In alliance with the Columbia Faculty Union, students and faculty march outside of 600 S. Michigan Ave. raising signs and blasting music on Monday, Oct. 30, 2023. Starting at 9 a.m., participants gather throughout the afternoon while also attending a conference on the matter.

Last week, an alleged leak of hundreds of course cuts for spring made the rounds on social media. As the Chronicle reported, the document was actually a preliminary list of all of the courses being offered for Spring 2024 and not courses being taken away.

But it illustrated the confusion and fear students have around the cost-cutting measures the college is implementing to address a $20 million deficit. It also shows how many students are credulously following talking points during the now four-dayslong strike by the part-time faculty union. 

This alleged leak — among other rumors — have been harmful to students and teachers.
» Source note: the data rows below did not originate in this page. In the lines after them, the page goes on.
PR #108, opened 2017-07-24
Dev

lkwagner:
Some fixes for python3; I also fixed a problem with the memory allocation in density fitting. Please look over and advise.


sunqm:
What is the use of __getitem__ function in pbc/df/df.py?  It looks the same functionality as the __getslice__ function.

lkwagner:
__getslice__ is python2 only as far as I know.

PR #109, opened 2017-07-24
SHCI_tools did not compile on gcc versions later than 6.

lkwagner:
Needed a cast for div(). Note that it was implicitly using ints. I don't know if that will cause problems for high memory? Actually I don't know what SHCI does!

As a result, registration for spring, which starts next week, will be even more stressful than before.

It’s important for students to look at the course catalog on the college’s my.colum portal to see for themselves what the impact of the cuts and increased class sizes will be on their own schedules. They may find that it’s not as significant as they had feared, or will at least have a more concrete understanding of what changes are happening.
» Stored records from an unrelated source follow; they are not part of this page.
PR #868, opened 2021-03-26
function to localize orbitals via Cholesky factorization

pinskip:
This commit contains a small function to calculate localized orbitals via Cholesky factorization (including unit tests and an example). It would probably make a nice addition to the already existing localization methods.


pinskip:
Withdrawing the pull request for now due to failing unit tests (the CI uses an old scipy version...).

pinskip:
Re-opening pull request after modifications

gkc1000:
Peter, this is great!

I think for pyscf2, we can require scipy > 1.14.

Peter, if no-one else comments we will accept after issuing PR also for
userdocs for the lo module -- probably just add one or two lines to it.
(Currently, lo userdocs under review so maybe next week?)

sunqm:
What about `pyscf/lib/scipy_helper.py`. Otherwise `pyscf/lib/linalg_helper` is the module for linear algebra algorithms

pinskip:
Actually, I wasn't aware of the call to dpstrf in scf.addons. I've moved both the Lapack wrapper and the hand-written routine to a new file pyscf/lib/scipy_helper.py, as the numpy and linalg helper were already somewhat crowded (which is probably what Qiming suggested, anyway).

I've also modified the Boys class, so that it now accepts ` init_guess = 'cholesky'`. The atomic guess is still the default. Orca, for example, has been using Cholesky orbitals as the default guess for its iterative localization methods for several years now.

I've added a bit of documentation in the pull request https://github.com/pyscf/pyscf-doc/pull/46 to pyscf-doc. One part I wasn't sure about is the column is compatibility with pbc, which I am not familiar with at all. For now I've written "no", as there are no special provisions made, but maybe someone more knowledgeable can double-check.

Numbers given by the college show that of the 1,531 course sections offered for Spring 2024, 55% are seeing no increase in enrollment caps from Spring 2023 numbers. Of this number, 15% of classes are seeing a decrease, and 40% are staying the same. 45% are seeing an increase in enrollment caps, half of which increased by 20% or less, the other half above 20%. The average increase is 5.7 seats.

The Chronicle has done research into the catalog, and the data does not support some of the claims made by the Columbia Faculty Union. Students can get behind the strike, the union and their part-time instructors, but they should make sure they know the facts.

As the Chronicle reported, “The union mobilized students around possible course cuts and increased class sizes — as much as 388% in one case, according to the Columbia College Faculty Union, but did not specify which course that is regarding.”

Registration is already stressful without alarming students with unfounded statements. That is not a strategy that prioritizes students or student mental health.

Students should stay informed about what’s going on, diversify what media they consume and talk to their advisors about what they need to know. If not an advisor, students can contact their chair or, if applicable, an academic manager for help.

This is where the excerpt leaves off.